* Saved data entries
··········

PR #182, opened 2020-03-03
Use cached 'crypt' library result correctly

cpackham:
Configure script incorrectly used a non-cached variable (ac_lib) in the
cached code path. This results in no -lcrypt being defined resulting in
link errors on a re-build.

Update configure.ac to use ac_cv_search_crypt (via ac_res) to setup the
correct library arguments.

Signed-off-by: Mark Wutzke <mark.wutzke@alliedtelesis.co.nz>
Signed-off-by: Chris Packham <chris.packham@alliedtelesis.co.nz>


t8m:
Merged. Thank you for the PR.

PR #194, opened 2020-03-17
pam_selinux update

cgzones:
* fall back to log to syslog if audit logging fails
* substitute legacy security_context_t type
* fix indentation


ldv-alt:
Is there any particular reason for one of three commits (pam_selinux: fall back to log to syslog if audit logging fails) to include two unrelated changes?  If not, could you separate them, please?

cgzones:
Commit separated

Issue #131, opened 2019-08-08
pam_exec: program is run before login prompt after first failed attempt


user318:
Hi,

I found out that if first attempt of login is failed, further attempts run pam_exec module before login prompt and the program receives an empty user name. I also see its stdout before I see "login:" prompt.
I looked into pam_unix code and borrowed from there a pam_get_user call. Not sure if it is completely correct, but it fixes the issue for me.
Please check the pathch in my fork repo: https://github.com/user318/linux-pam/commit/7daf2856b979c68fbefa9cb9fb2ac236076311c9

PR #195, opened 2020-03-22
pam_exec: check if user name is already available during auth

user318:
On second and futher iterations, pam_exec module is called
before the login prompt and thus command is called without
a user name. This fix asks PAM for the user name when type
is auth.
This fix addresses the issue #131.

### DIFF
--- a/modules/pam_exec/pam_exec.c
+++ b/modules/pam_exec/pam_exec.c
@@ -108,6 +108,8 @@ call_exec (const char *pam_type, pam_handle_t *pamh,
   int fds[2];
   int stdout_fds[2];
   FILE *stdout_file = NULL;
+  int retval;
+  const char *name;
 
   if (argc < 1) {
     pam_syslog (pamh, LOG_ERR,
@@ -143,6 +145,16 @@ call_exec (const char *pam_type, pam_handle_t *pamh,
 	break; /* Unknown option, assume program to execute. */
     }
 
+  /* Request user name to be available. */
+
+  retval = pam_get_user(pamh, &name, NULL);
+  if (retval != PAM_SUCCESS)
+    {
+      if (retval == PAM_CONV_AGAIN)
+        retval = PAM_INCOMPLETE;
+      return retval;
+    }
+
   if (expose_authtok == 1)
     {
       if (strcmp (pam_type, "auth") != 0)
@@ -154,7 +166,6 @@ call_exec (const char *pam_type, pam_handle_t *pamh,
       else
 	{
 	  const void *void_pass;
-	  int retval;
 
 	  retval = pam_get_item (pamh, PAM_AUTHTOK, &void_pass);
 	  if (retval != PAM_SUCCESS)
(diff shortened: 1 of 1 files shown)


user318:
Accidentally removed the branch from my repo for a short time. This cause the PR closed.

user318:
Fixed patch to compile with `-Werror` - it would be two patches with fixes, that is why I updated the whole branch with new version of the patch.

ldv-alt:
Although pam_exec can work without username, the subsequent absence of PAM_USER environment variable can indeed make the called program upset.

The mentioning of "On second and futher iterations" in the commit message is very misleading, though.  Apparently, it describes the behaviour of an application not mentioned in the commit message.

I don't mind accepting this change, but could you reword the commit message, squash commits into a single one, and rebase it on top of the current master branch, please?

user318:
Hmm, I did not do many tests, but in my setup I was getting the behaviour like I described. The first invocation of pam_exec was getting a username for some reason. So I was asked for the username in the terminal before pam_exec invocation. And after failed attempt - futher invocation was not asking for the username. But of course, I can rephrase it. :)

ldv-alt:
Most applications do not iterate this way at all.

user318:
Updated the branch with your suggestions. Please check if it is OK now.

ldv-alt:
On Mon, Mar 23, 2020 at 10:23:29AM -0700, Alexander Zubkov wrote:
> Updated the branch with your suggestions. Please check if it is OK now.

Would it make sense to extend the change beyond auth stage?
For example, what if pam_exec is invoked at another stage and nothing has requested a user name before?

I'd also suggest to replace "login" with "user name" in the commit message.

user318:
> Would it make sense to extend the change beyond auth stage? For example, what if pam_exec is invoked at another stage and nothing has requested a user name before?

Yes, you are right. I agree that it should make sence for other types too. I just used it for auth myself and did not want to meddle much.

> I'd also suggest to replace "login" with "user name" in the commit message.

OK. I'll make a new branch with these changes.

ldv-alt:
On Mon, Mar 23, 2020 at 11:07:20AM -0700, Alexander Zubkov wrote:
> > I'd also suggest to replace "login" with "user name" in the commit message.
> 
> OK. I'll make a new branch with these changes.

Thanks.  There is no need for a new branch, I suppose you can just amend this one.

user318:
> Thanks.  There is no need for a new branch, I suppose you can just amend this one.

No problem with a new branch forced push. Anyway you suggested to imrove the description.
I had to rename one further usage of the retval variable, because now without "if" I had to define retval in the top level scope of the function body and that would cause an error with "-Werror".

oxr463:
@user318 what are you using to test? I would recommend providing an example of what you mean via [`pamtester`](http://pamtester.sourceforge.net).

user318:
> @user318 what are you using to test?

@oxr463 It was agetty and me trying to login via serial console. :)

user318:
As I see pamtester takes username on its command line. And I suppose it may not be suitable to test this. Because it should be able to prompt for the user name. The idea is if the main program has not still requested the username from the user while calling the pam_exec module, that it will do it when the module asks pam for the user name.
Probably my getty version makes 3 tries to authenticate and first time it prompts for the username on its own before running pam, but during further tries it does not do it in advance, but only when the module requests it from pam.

··········

* Description of the task
Print the records again, exactly as they stand above.

* Expected answer
PR #182, opened 2020-03-03
Use cached 'crypt' library result correctly

cpackham:
Configure script incorrectly used a non-cached variable (ac_lib) in the
cached code path. This results in no -lcrypt being defined resulting in
link errors on a re-build.

Update configure.ac to use ac_cv_search_crypt (via ac_res) to setup the
correct library arguments.

Signed-off-by: Mark Wutzke <mark.wutzke@alliedtelesis.co.nz>
Signed-off-by: Chris Packham <chris.packham@alliedtelesis.co.nz>


t8m:
Merged. Thank you for the PR.

PR #194, opened 2020-03-17
pam_selinux update

cgzones:
* fall back to log to syslog if audit logging fails
* substitute legacy security_context_t type
* fix indentation


ldv-alt:
Is there any particular reason for one of three commits (pam_selinux: fall back to log to syslog if audit logging fails) to include two unrelated changes?  If not, could you separate them, please?

cgzones:
Commit separated

Issue #131, opened 2019-08-08
pam_exec: program is run before login prompt after first failed attempt


user318:
Hi,

I found out that if first attempt of login is failed, further attempts run pam_exec module before login prompt and the program receives an empty user name. I also see its stdout before I see "login:" prompt.
I looked into pam_unix code and borrowed from there a pam_get_user call. Not sure if it is completely correct, but it fixes the issue for me.
Please check the pathch in my fork repo: https://github.com/user318/linux-pam/commit/7daf2856b979c68fbefa9cb9fb2ac236076311c9

PR #195, opened 2020-03-22
pam_exec: check if user name is already available during auth

user318:
On second and futher iterations, pam_exec module is called
before the login prompt and thus command is called without
a user name. This fix asks PAM for the user name when type
is auth.
This fix addresses the issue #131.

### DIFF
--- a/modules/pam_exec/pam_exec.c
+++ b/modules/pam_exec/pam_exec.c
@@ -108,6 +108,8 @@ call_exec (const char *pam_type, pam_handle_t *pamh,
   int fds[2];
   int stdout_fds[2];
   FILE *stdout_file = NULL;
+  int retval;
+  const char *name;
 
   if (argc < 1) {
     pam_syslog (pamh, LOG_ERR,
@@ -143,6 +145,16 @@ call_exec (const char *pam_type, pam_handle_t *pamh,
 	break; /* Unknown option, assume program to execute. */
     }
 
+  /* Request user name to be available. */
+
+  retval = pam_get_user(pamh, &name, NULL);
+  if (retval != PAM_SUCCESS)
+    {
+      if (retval == PAM_CONV_AGAIN)
+        retval = PAM_INCOMPLETE;
+      return retval;
+    }
+
   if (expose_authtok == 1)
     {
       if (strcmp (pam_type, "auth") != 0)
@@ -154,7 +166,6 @@ call_exec (const char *pam_type, pam_handle_t *pamh,
       else
 	{
 	  const void *void_pass;
-	  int retval;
 
 	  retval = pam_get_item (pamh, PAM_AUTHTOK, &void_pass);
 	  if (retval != PAM_SUCCESS)
(diff shortened: 1 of 1 files shown)


user318:
Accidentally removed the branch from my repo for a short time. This cause the PR closed.

user318:
Fixed patch to compile with `-Werror` - it would be two patches with fixes, that is why I updated the whole branch with new version of the patch.

ldv-alt:
Although pam_exec can work without username, the subsequent absence of PAM_USER environment variable can indeed make the called program upset.

The mentioning of "On second and futher iterations" in the commit message is very misleading, though.  Apparently, it describes the behaviour of an application not mentioned in the commit message.

I don't mind accepting this change, but could you reword the commit message, squash commits into a single one, and rebase it on top of the current master branch, please?

user318:
Hmm, I did not do many tests, but in my setup I was getting the behaviour like I described. The first invocation of pam_exec was getting a username for some reason. So I was asked for the username in the terminal before pam_exec invocation. And after failed attempt - futher invocation was not asking for the username. But of course, I can rephrase it. :)

ldv-alt:
Most applications do not iterate this way at all.

user318:
Updated the branch with your suggestions. Please check if it is OK now.

ldv-alt:
On Mon, Mar 23, 2020 at 10:23:29AM -0700, Alexander Zubkov wrote:
> Updated the branch with your suggestions. Please check if it is OK now.

Would it make sense to extend the change beyond auth stage?
For example, what if pam_exec is invoked at another stage and nothing has requested a user name before?

I'd also suggest to replace "login" with "user name" in the commit message.

user318:
> Would it make sense to extend the change beyond auth stage? For example, what if pam_exec is invoked at another stage and nothing has requested a user name before?

Yes, you are right. I agree that it should make sence for other types too. I just used it for auth myself and did not want to meddle much.

> I'd also suggest to replace "login" with "user name" in the commit message.

OK. I'll make a new branch with these changes.

ldv-alt:
On Mon, Mar 23, 2020 at 11:07:20AM -0700, Alexander Zubkov wrote:
> > I'd also suggest to replace "login" with "user name" in the commit message.
> 
> OK. I'll make a new branch with these changes.

Thanks.  There is no need for a new branch, I suppose you can just amend this one.

user318:
> Thanks.  There is no need for a new branch, I suppose you can just amend this one.

No problem with a new branch forced push. Anyway you suggested to imrove the description.
I had to rename one further usage of the retval variable, because now without "if" I had to define retval in the top level scope of the function body and that would cause an error with "-Werror".

oxr463:
@user318 what are you using to test? I would recommend providing an example of what you mean via [`pamtester`](http://pamtester.sourceforge.net).

user318:
> @user318 what are you using to test?

@oxr463 It was agetty and me trying to login via serial console. :)

user318:
As I see pamtester takes username on its command line. And I suppose it may not be suitable to test this. Because it should be able to prompt for the user name. The idea is if the main program has not still requested the username from the user while calling the pam_exec module, that it will do it when the module asks pam for the user name.
Probably my getty version makes 3 tries to authenticate and first time it prompts for the username on its own before running pam, but during further tries it does not do it in advance, but only when the module requests it from pam.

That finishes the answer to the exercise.